Nov 22, 1963 (The day of JFK's assassination) is one of twenty-eight occasions on which he receives EST, which eventually ends Phædrus (to reappear 5 years later on July 24th 1968) "He was dead. Destroyed by order of the court, enforced by the transmission of high-voltage alternating current through the lobes of his brain. Approximately 800 mills of amperage at durations of 0.5 to 1.5 seconds had been applied on twenty-eight consecutive occasions, in a process known technologically as Annihilation ECS. A whole personality had been liquidated without a trace in a technologically faultless act that has defined our relationship ever since. I (Pirsig) have never met him (Phædrus). Never will." (Z25 p91)
The start of Bob's recovery. After the shock treatments Bob sees that further direct pursuit of the Metaphysics of Quality will commit him institutionally for life, so he finally caves in and adopts his role as the narrator of Zen and the Art of Motorcycle Maintenance. (Bob has spent over two years in and out of of mental hospitals. (1974 NYT Interview). "What I am is a heretic who's recanted, and thereby in everyone's eyes saved his soul. Everyone's eyes but one, who knows deep down inside that all he has saved is his skin.")

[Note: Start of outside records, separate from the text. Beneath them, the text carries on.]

PR #193, opened 2026-06-05
Limit settlement batches to 50 coins

sekulicd:
## Summary

- Paginate `Settle` into multiple settlement batches when total VTXO + boarding UTXO inputs exceed 50 coins
- Log the total number of settlement batches and non-final commitment txids during multi-batch settlement
- Add internal tests for mixed VTXO/UTXO, VTXO-heavy, and UTXO-only batching

@altafan please review.

## Summary by CodeRabbit

* **New Features**
  * Settlement operations now automatically batch large input counts for improved transaction handling and efficiency.
  * Added batch-level progress logging and enhanced error reporting to clearly identify issues during multi-batch settlement operations.


ghost (changes requested):
## 🔴 Arkana Code Review — Request Changes

### Critical: Silent fund truncation is a money-loss vector

**`batch_session.go:20-22`** — The core change silently drops VTXOs beyond 50:

```go
if len(vtxos) > maxVtxosPerBatch {
    vtxos = vtxos[:maxVtxosPerBatch]
}
```

This is **protocol-critical** and has several problems:

#### 1. Silent partial settlement — users lose funds
`Settle()` returns success after settling only 50 of N VTXOs. The caller has no indication that funds were left behind. If the user believes all funds are settled (the only reasonable interpretation of a successful `Settle()` call), they may never call `Settle()` again. The remaining VTXOs will eventually expire and require costly unilateral exits — or be lost entirely if the user doesn't monitor expiration.

At minimum, the function should either:
- Loop internally until all VTXOs are settled (the batching approach from commit `672b076` that was reverted)
- Return metadata indicating how many VTXOs remain unsettled
- Return an error/warning when truncation occurs

#### 2. No expiry-aware ordering before truncation
`getSpendableVtxos()` returns VTXOs from the store without sorting by expiry. The truncation takes the first 50 arbitrarily. VTXOs closest to expiration could be at index 51+ and get dropped, which is the worst possible outcome — those are the ones that *most* urgently need settlement.

If truncation stays, VTXOs **must** be sorted by ascending expiry time before slicing.

#### 3. Boarding UTXOs are uncapped
The constant is `maxVtxosPerBatch` and only caps VTXOs, but UTXOs (boarding inputs) are passed through uncapped. If the input-count limit is a server-side constraint, UTXOs count toward it too. If someone has 60 boarding UTXOs and 30 VTXOs, this cap doesn't help.

#### 4. `CollaborativeExit` is not capped
`CollaborativeExit` (line 70+) also fetches all VTXOs via `getSpendableVtxos` and passes them to the server. If the 50-input limit is a server constraint, `CollaborativeExit` will hit the same failure this PR is trying to prevent.

### Minor

**`test/e2e/batch_session_test.go:311`** — `leftover` constant is declared but never used. The test verifies balance is still 60k and that the earliest expiry hasn't changed, but doesn't assert that exactly 10 VTXOs remain unsettled (e.g., by checking `len(bobBalance.OffchainBalance.Details)`). This would make the test more robust.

January 73 - Landis confirms his support to get ZMM published in its final form, and the internal and external marketing effort this will take. "The book was sold to Morrow in January 1973".
April 73 - Landis makes his formal recommendation to the William Morrow editorial board, ending with the statement "This book is brilliant beyond belief, it is probably a work of genius, and will, I'll wager, attain classic stature." (Z25 Readers Guide p427)

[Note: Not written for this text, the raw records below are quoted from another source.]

PR #196, opened 2026-06-12
Signer Key rotation 

sekulicd:
## Why

The arkd introduced signer key rotation. Every VTXO/boarding output embeds the server signer key in its
tapscript, so after rotation:

- **Pre-rotation outputs become invisible to restore.** Discovery derived candidate scripts
  only with the *current* signer; a wallet restored from seed after rotation could not see
  funds locked to the old key — they appeared lost.
- **Old-signer outputs are on a deadline.** The server co-signs spends of deprecated-signer
  outputs only until each key's `cutoffDate` (and only if every output of the tx commits to
  the current signer — arkd#822). After cutoff they are unilateral-exit-only.

This PR makes go-sdk rotation-aware end to end: pre-rotation funds are **discoverable,
spendable, and automatically migrated** to the current signer before cutoff.

### 1. Multi-signer discovery (`contract/`)
- `acceptedSigners(info)`: current + deprecated signer set from `GetInfo`
  (`DeprecatedSignerPubKeys`), x-only normalized, deduped; malformed entries skipped with a
  warning — a bad server entry can never fail Unlock.
- `CandidateContracts` added to the `Handler` interface (+ `DefaultCandidateContracts`
  fallback so custom handlers compile unchanged): derives one contract per accepted signer
  per owner key, offchain **and** boarding.
- `scanContracts` reworked: candidates for every signer, deduped by scriptHex, probed in a
  **single batched** indexer call per index-batch (scan cost does not grow with signer count);
  used contracts persisted with the **matching** signer in their params — so all downstream
  signing/reconstruction (which reads stored params) works with zero further special-casing.
- **Union gap counter**: the scan terminates only after `gapLimit` consecutive indices with
  no hit for *any* accepted signer. Sound because allocation is one monotonic HD index stream
  regardless of signer. (Per-signer counters — the original design — lose post-rotation funds
  on restore: with contracts at 0..1000 under the old key and 1001+ under the new key, the
  new key's scan would terminate around index 20. Regression test
  `TestScanContractsHighCurrentSignerStartIdx` fails on the old logic.)
- Single-key path: deprecated candidates probed too; allocation now filters stored contracts
  by the **current** signer (prevents reusing a discovered deprecated-signer contract for new
  addresses).
- `infoCache.Invalidate()`: discovery always starts from a fresh signer set at restore.
- `AddContract` is idempotent (`INSERT OR IGNORE` on the `script` PK) — re-scans are safe;
  `(index, old_signer)` and `(index, new_signer)` coexist as distinct rows. **The HD index
  never resets on rotation.**

### 2. Migration (`rotation.go`)
- `reconcileDeprecatedSigners`: classifies each signer with contracts as
  `Active` / `ToMigrate` (deprecated, pre-cutoff; `cutoffDate==0` = no cutoff) / `Expired`
  (past cutoff → surfaced exit-only, never sent to a collaborative settle); unknown signers
  are logged, not classified.
- Migrates **only** the to-migrate vtxos via the new `WithSettleVtxos(...)` settle option
  (subset settle — uses client-lib's `WithFunds` bypass); the change output is built from
  the current signer, so every output of the migration tx commits to the new key (#822).
- Idempotent: migrated vtxos are spent; re-runs are no-ops. Empty-subset guard prevents an
  accidental full-settle fallback.
- `DeprecatedSignerStatus` (counts per state, `NearestCutoff`, `AmountAtRisk`) exposed via
  `DeprecatedSignerSummary()`.

### 3. Sync-gated unlock (wallet usable only after migration)
- Migration runs **synchronously in the Unlock flow** after `ScanContracts`/`refreshDb`,
  *before* the sync notification fires: every public operation returns `ErrIsSyncing` until
  the migration attempt completes, so a user cannot act on a half-migrated wallet.
  Internally it uses an unexported `settle()` (public `Settle` keeps its guard; exactly two
  call sites, grep-verified).
- **Never-hostage**: migration failure logs + surfaces in status and still completes sync;
  the rotation digest is then left unseeded so the periodic refresh retries automatically.
  No-rotation wallets see zero added unlock latency.
- Live rotation (long-running daemons): a signer-set digest is checked on periodic refresh;
  on change → invalidate cache → rescan → reconcile, without restart. The digest only
  advances after a successful rescan, so transient failures retry.
  Note: requires `WithRefreshDbInterval` (defaults to 0 = off).

## Testing

- **Unit** (all `-race`): multi-signer discovery, union-gap restore scenario (differential:
  fails pre-fix), per-signer persist, dedup + single-probe call count, idempotent re-scan,
  single-key discovery + post-rotation allocation, classification incl. cutoff edge cases,
  subset-settle wiring, sync-gating (public op blocked during in-flight migration),
  never-hostage + retry, rotation-detection retry.
- **Live manual test** against arkd #1097 on regtest (full report + evidence in session
  artifacts): fund under key A → rotate to key B (A deprecated) → restore from seed with a
  fresh DB → key-A vtxos rediscovered → migrated to key-B outputs (`RegisterIntent`
  accepted — intent-proof compatibility with #1097 confirmed) → past-cutoff key classified
  Expired with no settle attempted.
- **E2E** `TestRestoreAfterSignerRotation` (`test/e2e/restore_smoke_test.go`): complete and
  compiling, `t.Skip`-guarded until arkd#1097 merges (unskipping requires implementing
  `rotateServerSigner` in the test env).
- Lint (`golangci-lint`), gosec, vet, build: clean.

## Breaking changes

- `Handler` interface: new `CandidateContracts` method (use `DefaultCandidateContracts` as a
  one-line fallback for non-rotation-aware handlers).
- `Manager` interface: new `InvalidateInfoCache()` method.
- `DeprecatedSignerStatus` shape: 3-state (`Active`/`ToMigrate`/`Expired`).
- Unlock latency: wallets holding deprecated-signer vtxos wait one settle round before the
  sync notification (intended: usable only after migration).

## Out of scope / follow-ups

- VHTLC/Boltz-specific reconstruction (ts-sdk#554 covers that ecosystem side).
- Server-side validation (arkd#1097).
- Client gRPC `X-Build-Version` header: done properly in client-lib (separate PR), since
  dial-time interceptors cannot be injected from go-sdk.
- Single-signer scan warm-up optimization (restore of the `startIdx` fast path for the
  no-rotation case) and `DeprecatedSignerSummary` on the `Wallet` interface — tracked.

## Dependencies

- Requires arkd with deprecated-signer support (arkd#1097 / #822) at runtime for rotation
  behavior; pinned client-lib already decodes `deprecated_signers` (field 17) — no bump
  needed.
- Conceptual cross-check: ts-sdk#554.

@altafan @Kukks please review 

## Summary by CodeRabbit

* **New Features**
  * Added support for signer key rotation with automatic detection of server-side signer changes.
  * Enabled wallet migration of funds from deprecated signers to the current signer.
  * Introduced `DeprecatedSignerSummary` to track and report on migratable, expired, and active funds.
  * Added settlement-subset functionality via `WithSettleVtxos` option for selective fund migration.

* **Improvements**
  * Contract discovery now discovers contracts across multiple signers (current and deprecated).
  * Wallet restore/unlock now includes automatic migration during initialization.

* **Tests**
  * Added comprehensive tests for rotation detection, migration logic, and multi-signer contract scanning.


altafan:
Replaced by #199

Bob becomes a Board Member and Vice-President at the incorporation of a new Minnesota Zen Meditation Centre.
July / August 73 - Landis involves George Steiner as a reviewer. Steiner compares ZMM to Dostoyevsky, Broch, Proust and Bergson. Steiner recommends to the New Yorker that a review should support its publication. Landis considers Steiner's "stellar reputation" as very influential. (Landis 2nd Aug 1973, Z25 Readers Guide p429)
After 121 rejections, you only need one acceptance says Bob. (Z25 Readers Guide p432)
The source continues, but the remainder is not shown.